* Task requirements: Nothing but the lines from the start of the records through the line that contains "### LINKED ISSUE" is to be copied, and each is to be copied exactly.
○ ○ ○ ○
PR #4301, opened 2025-07-22
Issue4278 function inlining

### LINKED ISSUE #4278: Dymola inlining of functions with protected variables
Dymola has a flag `Advanced.Translation.Log.FailureToInline=true;` to report functions with `annotation(Inline=true)` that could not be inlined.
There is one easy way to make some functions possible to be inlined, and the trick is to compute the value of protected variables directly in the declaration section.

Consider this example:
- Buildings.Utilities.Math.Examples.QuadraticLinear
- Buildings.Utilities.Math.QuadraticLinear
- [Buildings.Utilities.Math.Functions.quadraticLinear](https://github.com/lbl-srg/modelica-buildings/blob/master/Buildings/Utilities/Math/Functions/quadraticLinear.mo)

By rewriting it as below, it can be inlined:

```modelica
function quadraticLinear
  "Function that is quadratic in first argument and linear in second argument"
  extends Modelica.Icons.Function;
 input Real a[6] "Coefficients";
 input Real x1 "Independent variable for quadratic part";
 input Real x2 "Independent variable for linear part";
 output Real y "Result";
protected 
 Real x1Sq=x1*x1;
algorithm 
  y := smooth(999, a[1] + a[2]*x1 + a[3]*x1Sq + (a[4] + a[5]*x1 + a[6]*x1Sq)*x2);

  annotation (Inline=true, Documentation(info="<html>
This function computes
<p align=\"center\" style=\"font-style:italic;\">
  y =   a<sub>1</sub> + a<sub>2</sub>  x<sub>1</sub>
        + a<sub>3</sub> x<sub>1</sub><sup>2</sup>
        + (a<sub>4</sub> + a<sub>5</sub>  x<sub>1</sub>
        + a<sub>6</sub> x<sub>1</sub><sup>2</sup>)  x<sub>2</sub>
</p>
</html>", revisions="<html>
<ul>
<li>
February 29, 2009 by Michael Wetter:<br/>
First implementation.
</li>
</ul>
</html>"));
end quadraticLinear;

```

That variant is also committed here, in case you consider it a useful change: https://github.com/thorade/modelica-buildings/blob/feature/issue4278_inlineProtected/Buildings/Utilities/Math/Functions/quadraticLinear.mo

For this single function, it probably does not make any difference, but doing it for several functions might give a small performance improvement.

Just a note: See discussions in this old ticket:
https://github.com/ibpsa/modelica-ibpsa/issues/300#issuecomment-127042618

hcasperfu:
This closes #4278.

The following functions are now inlined:
- `Buildings.Utilities.Math.Functions.bicubic`
- `Buildings.Utilities.Math.Functions.quadraticLinear`
- `Buildings.Utilities.Math.Functions.quinticHermite`
- `Buildings.Utilities.Math.Functions.smoothHeaviside`
- `Buildings.Utilities.Math.Functions.smoothLimit`

@mwetter -
I will make the same changes to IBPSA once you approve this PR.


Buildings/Utilities/Math/Functions/bicubic.mo
```diff
@@ -6,20 +6,18 @@ function bicubic "Bicubic function"
...
-  x1Sq :=x1*x1;
-  x2Sq :=x2*x2;
-  y := a[1] + a[2] * x1 + a[3] * x1^2
-            + a[4] * x2 + a[5] * x2^2
-            + a[6] * x1 * x2
-            + a[7] * x1Sq * x1
-            + a[8] * x2Sq * x2
-            + a[9] * x1Sq * x2
-            + a[10] * x1 * x2Sq;
+  y := smooth(999, a[1] + a[2] * x1 + a[3] * x1^2
```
○ ○ ○ ○
* Answer below:
PR #4301, opened 2025-07-22
Issue4278 function inlining

### LINKED ISSUE #4278: Dymola inlining of functions with protected variables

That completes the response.